Versatile van der Waals epitaxy-like growth of crystal films using two-dimensional nanosheets as a seed layer: Orientation tuning of SrTiO3 films along three important axes on glass substrates

Abstract

One of the basic requirements for attaining a good epitaxy is a close structural matching between a substrate and a growing crystal epilayer. This restrictive requirement causes a major obstacle for its wide application to a range of functional crystal films in electronic, magnetic or optical devices. One approach for overcoming this problem is the so-called van der Waals epitaxy (VDWE) method, which can effectively implement the epitaxy of various crystals on cleaved faces of layered materials having no dangling bonds.

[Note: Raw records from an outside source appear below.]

PR #4665, opened 2024-10-11
Don't render large YAML in JobRequestDetail view.

### LINKED ISSUE #3704: Limit the size of project.yamls shown on the Job Request Detail page
We recently received a [Sentry error](https://ebm-datalab.sentry.io/issues/4553630533/?alert_rule_id=10884789&alert_type=issue&notification_uuid=a157c3c1-b5db-487b-9274-c78157fa8335&project=5443358&referrer=slack) because someone tried to view a 2.25MB (43,000 lines) project.yaml. This caused a timeout and when I tried to replicate it locally (which shouldn't have the timeout issue), it caused the browser tab to become unresponsive due to the large size.

We could optimise how we're rendering this file. However, it's too large a file for someone to reason about or usefully use, so we should put a limit on the size of the file we're willing to render. If a file is too large we should provide an informative error and maybe point to the file in GitHub if that's easy to do.

mikerkelly:
Fixes #3704.

The `job-request-detail` template doesn't display the rendered project YAML if the context flags `project_yaml` sub-key `is_too_large` (from #3870, which was also towards #3704). Therefore the view code doesn't need to render the definition in that case. Doing so was slowing down page rendering by 5 or more seconds in some cases.

The extant code arbitrarily defined "large" as longer than 10,000 characters, but the comments mentioned ~1MB , which doesn't match. I've updated the comment. I've not considered updating the arbitrary value used.

As well as a unit test for the "too large" case, I added one for the rendering actually taking effect, as it was missing. And added checks that the `project_yaml` `is_too_large` or `is_empty` are as they should be in the other "happy path" tests.

### DIFF
--- a/jobserver/views/job_requests.py
+++ b/jobserver/views/job_requests.py
@@ -281,14 +281,20 @@ class JobRequestDetail(View):
     def get_project_yaml(self, job_request):
         is_empty = job_request.project_definition == ""
 
-        # We know files that are 2.43MB take too long to render with pygments
-        # in production and crash browser tabs locally, so we're limiting the
-        # size.  The current 1MB is arbitrary until we can get some telemetry
-        # from production.
-        is_too_large = len(job_request.project_definition) > 10_000  # ~1MB
+        # Is this file too large to render? Files around 2.43MB crash tabs and
+        # render slowly. The 10K character limit (~10-40KB) is arbitrary. It
+        # could be refined, perhaps with telemetry. Length is an imperfect
+        # proxy for render cost, but better than size, which ignores encoding.
+        is_too_large = len(job_request.project_definition) > 10_000  # ~10-40KB
 
         if is_empty:
+            # Nothing to render, may as well not call render_definition.
             project_definition = ""
+        elif is_too_large:
+            # Skip rendering as the template shouldn't display the result.
+            # Return a human-readable string in case the template behavior
+            # changes and shows project_definition despite is_too_large.
+            project_definition = "This file is too large to render."
         else:
             project_definition = mark_safe(
                 render_definition(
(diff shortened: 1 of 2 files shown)


Jongmassey (approved):
Looks good to me. Tested locally with a fresh prod db dump and tested with The Very Large Job Request (/comparing-disparities-in-rsv-influenza-and-covid-19/disparities-comparison-rsv-flu-c19/23608/) and it is well-behaved, as it is with a regular-sized one.

jobserver/views/job_requests.py
```diff
@@ -283,12 +283,23 @@ def get_project_yaml(self, job_request):
 
         # We know files that are 2.43MB take too long to render with pygments
         # in production and crash browser tabs locally, so we're limiting the
-        # size.  The current 1MB is arbitrary until we can get some telemetry
+        # size.  The current ~10KB is arbitrary until we can get some telemetry
         # from production.
-        is_too_large = len(job_request.project_definition) > 10_000  # ~1MB
+        # Note: ~10KB assuming Latin-1 encoding, UCS-2 or UCS-4 would be ~2/4
+        # times as big. In any case, we're using length as only an approximate
+        # measure of compute required to render the definition.
```
iaindillingham, line 290: I had to read this comment a couple of times. Do you mean...

> We want to limit the project definition to 10kB. Assuming the Latin-1 encoding (1 byte/character), then 10kB corresponds to 10,000 characters. However, 10,000 characters correspond to 20kB in UCS-2 (2 bytes/character) or 40kB in UCS-4 (4 bytes/character).

iaindillingham (approved):

jobserver/views/job_requests.py
mikerkelly: Thanks, Iain. This is much clearer. On reflection, it's more important to highlight the approximate nature of the length measure than how encoding impacts size. I've rewritten both comments to be more focused -- let me know your thoughts. And thanks for pushing me to rethink how these comments could better serve their purpose.

PR #4666, opened 2024-10-11
Bump pipeline to v2024.10.11.170331

### LINKED ISSUE #4661: Remove redundant dependencies after removing L4 file viewer code

alarthast:
Fixes #4661.

- Part of https://github.com/opensafely-core/pipeline/issues/224
- Encompasses all the changes made in `pipeline` releases between March and now

- `pipeline` v2024.09.27.131013 removes the use of the pydantic, hence also
  - Use the new `Pipeline.build` syntax for tests (this PR)
  - #4664


evansd:
There's an additional change that we'll need to make here which is that the `opensafely-pipeline` dependency in `requirements.prod.in` needs to change to:
```
opensafely-pipeline[fastparser]@...
```

This will pull in the necessary dependencies to give us fast YAML parsing. More details in the pipeline PR:
 * https://github.com/opensafely-core/pipeline/pull/346

StevenMaude (approved):
Looks good; thanks!

PR #210, opened 2016-10-29
Fix eslint errors, add lint to Travis checks.

threehams:
There were a few existing eslint errors, mostly around import order. I've fixed those, then set up Travis to run `npm run lint` after the tests to avoid these in the future.

### DIFF
--- a/.travis.yml
+++ b/.travis.yml
@@ -7,6 +7,7 @@ cache:
 before_script:
   - chmod +x scripts/docs
 script:
+  - npm run lint
   - npm run cover
 after_script:
   - npm run report-coverage
--- a/src/Alert.js
+++ b/src/Alert.js
@@ -1,7 +1,7 @@
 import React, { PropTypes } from 'react';
 import classNames from 'classnames';
-import { mapToCssModules } from './utils';
 import ReactCSSTransitionGroup from 'react-addons-css-transition-group';
+import { mapToCssModules } from './utils';
 
 const FirstChild = ({ children }) => (
   React.Children.toArray(children)[0] || null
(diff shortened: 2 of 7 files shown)


threehams:
Going to intentionally trigger an eslint error to test this.

threehams:
Failed! https://travis-ci.org/reactstrap/reactstrap/builds/171675216

Squashing to a single commit.

.gitignore
```diff
@@ -3,3 +3,4 @@ node_modules
 /dist
 /build
 /lib
+.vscode
```
TheSharpieOne: This file is attached on part of the project and is specific to your setup. You should add this in to your global git ignore.

.travis.yml
```diff
@@ -7,7 +7,7 @@ cache:
 before_script:
   - chmod +x scripts/docs
 script:
-  - npm run cover
+  - npm run cover && npm run lint
```
TheSharpieOne: I would lint before test so it will fail early. Also I think you and add this as another task and do not need to combine them in the task/line.

.gitignore
threehams: Done. I didn't know there was a setting for global .gitignore - that's really useful.

.travis.yml
threehams: I'll add them on separate lines. I think it's best to run both lint and tests on CI, so contributors get feedback on all errors (rather than needing to fix one at a time to see the results on the other).

If this works out, I'll rebase commits to match contribution guidelines... which I should have read earlier.

eddywashere: Sweet! I didn't know an extra script line would still be run if the previous script failed. Best of both experiences.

The weak adatom-substrate interaction without directional covalent bonding plays a crucial role in the initial stage of VDWE, which drastically relaxes the lattice matching limitation. However, the method requires special materials for use as a substrate, thereby meaning that its applicability is limited. In this study, the concept is extended to the two-dimensional (2D) lattice of inorganic nanosheets, which are molecularly thin 2D crystals produced via artificial exfoliation of layered metal oxides. The nanosheets can neatly cover the surface of conventional substrates such as glass via a facile solution-based process. Similar to the above-mentioned cleaved faces of layered materials, such substrates can promote VDWE-like crystal growth because of their dangling bond-free nature. Based on this principle, we have demonstrated a selective deposition of highly textured (100), (110) and (111) SrTiO3 films, a fundamentally important archetype of functional crystals, on glass substrates covered with single-layer nanosheets with suitable 2D periodicities as a trigger for VDWE-like film growth. The rich varieties of nanosheet structures and their facile deposition onto almost any kinds of substrates provide a significant advantage, expanding potential applications for a range of devices based on functional crystal films. © 2014 The Royal Society of Chemistry.